How to Implement SCD Type 2 in a Data Warehouse
When a customer moves to a new city or a product changes category, a well-designed Data Warehouse does not overwrite the old value: it keeps the full history, so that reports about the past stay correct. The most common technique to achieve this is called SCD Type 2 (Slowly Changing Dimension), and it is simpler than it looks. Below you will build a customer dimension that records every version of every customer over time, using only SQL.
Prerequisites
- Access to a relational database or Data Warehouse (SQL Server, Azure SQL, PostgreSQL, Snowflake…).
- Basic SQL knowledge:
CREATE TABLE,INSERTandUPDATE. - A source (staging) table with the current snapshot of customers, here called
staging_cliente.
Step 1: Understand what changes in an SCD Type 2
A dimension stores the descriptive attributes of an entity — for example a customer's name and city. Imagine customer number 1 moves from Porto to Lisbon. In an SCD Type 1 you replace 'Porto' with 'Lisbon' and lose the previous information; any report about the past becomes wrong. In an SCD Type 2 you create a new row for the new city and keep the old row intact, marking the period during which each version was valid.

To do this you need three control columns: a start date (valido_de), an end date (valido_ate) and a flag for the current version (atual).
Step 2: Create the dimension table
Besides the customer attributes, the table has a surrogate key that identifies each version, and the business key cliente_id, which repeats across the several versions of the same customer. The surrogate key matters because it is what the fact tables will point to: this way each sale is linked to exactly the version of the customer that existed on the sale date.
CREATE TABLE dim_cliente (
cliente_sk INT IDENTITY(1,1) PRIMARY KEY,
cliente_id INT NOT NULL,
nome VARCHAR(100) NOT NULL,
cidade VARCHAR(100) NOT NULL,
valido_de DATE NOT NULL,
valido_ate DATE NULL,
atual BIT NOT NULL
);
The validity interval is half-open: it goes from valido_de (inclusive) to valido_ate (exclusive). The current version has valido_ate set to NULL and atual = 1.

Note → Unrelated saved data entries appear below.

PR #926, opened 2023-07-26
fix: #tno-1576 - hide aliases on my ministers page

kylgarmor:
- also make minister name bold

### DIFF
--- a/app/subscriber/src/features/settings/MyMinisterSettings.tsx
+++ b/app/subscriber/src/features/settings/MyMinisterSettings.tsx
@@ -15,7 +15,7 @@ export const MyMinisterSettings: React.FC = () => {
 
   let activeMinisters = ministers
     .filter((m) => m.isEnabled)
-    .sort((a, b) => a.name.localeCompare(b.name));
+    .sort((a, b) => a.sortOrder - b.sortOrder || a.name.localeCompare(b.name));
 
   const handleSubmit = async (values: number[]) => {
     try {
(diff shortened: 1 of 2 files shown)


app/subscriber/src/features/settings/MyMinisterSettings.tsx
```diff
@@ -15,7 +15,7 @@ export const MyMinisterSettings: React.FC = () => {
 
   let activeMinisters = ministers
     .filter((m) => m.isEnabled)
-    .sort((a, b) => a.name.localeCompare(b.name));
+    .sort((a, b) => a.sortOrder - b.sortOrder);
```
Fosol, line 18: Wouldn't this only sort by the `sortOrder`?  Doesn't the other function also sort by the `name`?

app/subscriber/src/features/settings/MyMinisterSettings.tsx
```diff
@@ -84,7 +88,7 @@ export const MyMinisterSettings: React.FC = () => {
                   }
                 }}
               />
-              <div className="aliases">Search Aliases: {o.aliases}</div>
+              <div className="position">{o.position}</div>
```
Fosol, line 91: Was this requested?  I don't think we have the `position` data presently, which would result in this being blank.

app/subscriber/src/features/settings/MyMinisterSettings.tsx
```diff
@@ -15,7 +15,7 @@ export const MyMinisterSettings: React.FC = () => {
 
   let activeMinisters = ministers
     .filter((m) => m.isEnabled)
-    .sort((a, b) => a.name.localeCompare(b.name));
+    .sort((a, b) => a.sortOrder - b.sortOrder || a.name.localeCompare(b.name));
```
Fosol, line 18: Won't this ignore `sortOrder` if `=-1 || 0` and then use the `name` instead?  The `sortOrder` should be the priority sort`.

app/subscriber/src/features/settings/MyMinisterSettings.tsx
kylgarmor: Yah we have `position` data now.  Carolynn has been entering it.

When you are back next week we can talk about the `description` field on the `ministers` table.  It doesn't have a purpose currently, so could arguably be hidden in the Editor UI.
Also, the Organization table/relationship you added before you left isn't quite that straight forward apparently.  Carolynn showed me that there are cases where a minister can have multiple parent orgs :(

Fosol: They don't have any of this functionality in the existing product, so we should limit how much we add for MVP.

app/subscriber/src/features/settings/MyMinisterSettings.tsx
kylgarmor: I honestly wasn't too sure how that worked either, but it does..
image

image

Fosol (approved):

Step 3: Run the initial load
On the first run, every customer comes in as the current version. Run this step only once, to bootstrap the dimension from staging.
INSERT INTO dim_cliente (cliente_id, nome, cidade, valido_de, valido_ate, atual)
SELECT cliente_id, nome, cidade, CAST(GETDATE() AS DATE), NULL, 1
FROM staging_cliente;
Step 4: Close the versions that changed
From here on, steps 4 and 5 form the recurring load, the one you run on every update. First we close the current version of the customers whose name or city changed: we fill in the end date and set atual to 0.
UPDATE d
SET d.valido_ate = CAST(GETDATE() AS DATE),
d.atual = 0
FROM dim_cliente d
JOIN staging_cliente s ON s.cliente_id = d.cliente_id
WHERE d.atual = 1
AND (s.nome <> d.nome OR s.cidade <> d.cidade);
If any attribute allows NULL values, wrap the comparison with ISNULL (or COALESCE) so that changes to and from NULL are detected too.
Step 5: Insert the new version
Now we insert a new row for two cases: the customers we just closed in the previous step and brand-new customers. Both have one thing in common — right now they have no row with atual = 1. The LEFT JOIN finds exactly those.
INSERT INTO dim_cliente (cliente_id, nome, cidade, valido_de, valido_ate, atual)
SELECT s.cliente_id, s.nome, s.cidade, CAST(GETDATE() AS DATE), NULL, 1
FROM staging_cliente s
LEFT JOIN dim_cliente d
ON d.cliente_id = s.cliente_id AND d.atual = 1
WHERE d.cliente_id IS NULL;
Check the result
Query the history of a customer that changed city. You should see two rows: the old one with atual = 0 and a filled-in end date, and the new one with atual = 1 and a NULL end date.
SELECT cliente_id, nome, cidade, valido_de, valido_ate, atual
FROM dim_cliente
WHERE cliente_id = 1
ORDER BY valido_de;
Also run a sanity check: each customer can only have one current version. The following query should return no rows.
SELECT cliente_id, COUNT(*) AS versoes_atuais
FROM dim_cliente
WHERE atual = 1
GROUP BY cliente_id
HAVING COUNT(*) > 1;
Conclusion
With these five steps you have a dimension that never loses history and that answers questions like 'which city was this customer in when they made the purchase'. The next step is to automate steps 4 and 5 in a scheduled procedure and, when the dimension has many attributes, to compare a hash of the columns instead of field by field, to keep the code shorter. Which of the dimensions in your model would benefit most from keeping history?